Post hoc studies, that have not controlled for item content, have also been reported. A number of 
variables have been investigated including difficulty and discrimination indices. Oddly enough, 
difficulty and discrimination have been studied as separate variables, although a multiple choice 
item with desirable statistics is characterized by the combination of its difficulty and discrimination. 

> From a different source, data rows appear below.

PR #864, opened 2022-06-09
fix(component): align radio buttons with custom label

jorgemoya:
## What?

Align items `center` instead of `flex-start`.

## Why?

With a custom label, radio button won't align to the content. Not sure if this is expected, if so we can close this.

|Before|After|
|-----|-----|
| Screen Shot 2022-06-09 at 3 11 13 PM | Screen Shot 2022-06-09 at 3 11 32 PM |

## Testing/Proof

Locally.

### DIFF
--- a/packages/big-design/src/components/Radio/__snapshots__/spec.tsx.snap
+++ b/packages/big-design/src/components/Radio/__snapshots__/spec.tsx.snap
@@ -23,10 +23,10 @@ exports[`render Radio (checked + disabled) 1`] = `
 }
 
 .c0 {
-  -webkit-align-items: flex-start;
-  -webkit-box-align: flex-start;
-  -ms-flex-align: flex-start;
-  align-items: flex-start;
+  -webkit-align-items: center;
+  -webkit-box-align: center;
+  -ms-flex-align: center;
+  align-items: center;
   display: -webkit-box;
   display: -webkit-flex;
   display: -ms-flexbox;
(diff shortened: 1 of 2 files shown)


chanceaclark (approved):
Code wise, I'm good with this however we should get someone from @bigcommerce/product-design to review this too.

bc-apostoliuk (approved):

MariaJose (approved):

eugene-polev:
Why are we making this change? The radio selector should be aligned with the first line of its label (like it's displayed in the "before" example).

jorgemoya:
> Why are we making this change? The radio selector should be aligned with the first line of its label (like it's displayed in the "before" example).

To fix use cases with custom components:

#### If I leave as is, it looks weird.
Screen Shot 2022-06-10 at 10 06 11 AM

#### If I want to align center, I can't.
Screen Shot 2022-06-10 at 10 06 34 AM

Should we avoid this pattern altogether?

eugene-polev:
> Should we avoid this pattern altogether?

IMO we shouldn't insert the input field inside the radio component in the example. There is a radio button, that consists of a radio toggle and a label, and some content/functionality dependent on the state of the radio button. In this case, we substituted the label with input (dependent content) but this input isn't a part of the radio button. So we have a container with the radio button with the label turned off and input. Both are vertically aligned to center. 

image

PR #874, opened 2022-06-14
chore(ci): Enabled type assertions lint rule

bc-juanvasquez:
## What?

Enable @typescript-eslint/consistent-type-assertions and either fix easy issues or disable lines. 

## Why?

Eslint rules are currently disabled in Big Design in order to use BigCommerce’s public eslint config. 

N/A

## Testing/Proof

All build checks pass

### DIFF
--- a/packages/big-design/src/components/Checkbox/Label/styled.tsx
+++ b/packages/big-design/src/components/Checkbox/Label/styled.tsx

(A desirable item usually has difficulty that falls in an intermediate range and some discriminating 
power. Items that have less desirable characteristics on one of these dimensions may have 
optimum difficulty and no discrimination or have discriminating power but be extremely easy or 
hard.) The current study attempted to address this latter problem by combining difficulty and 
discrimination indices to categorize items as either desirable or undesirable. 

Methodology 

The present study was based on a survey of item banks used for 13 nationally administered 
examinations in the physician specialty and allied health professions. These examinations were 
either high stakes certification or self-assessment examinations. Items used were either embedded 
pretest items or newly written items that were included in the scored portion of the exam. All 
embedded pretest items or newly written items in each of the 13 nationally administrated 
examinations were used. Because all examination items were new, their inclusion in an examination 
was based strictly on content considerations and not on their statistical performance. These items 
had been written and reviewed by content specialists and professionally edited. Some examination 
committees have particular editorial preferences (such as limiting the number of items on the 
examination with negatively worded stems); however, the authors are not aware of any aspect of 
the item writing and review process that would be expected to have a systematic influence on the 
performance of items with particular editorial characteristics. 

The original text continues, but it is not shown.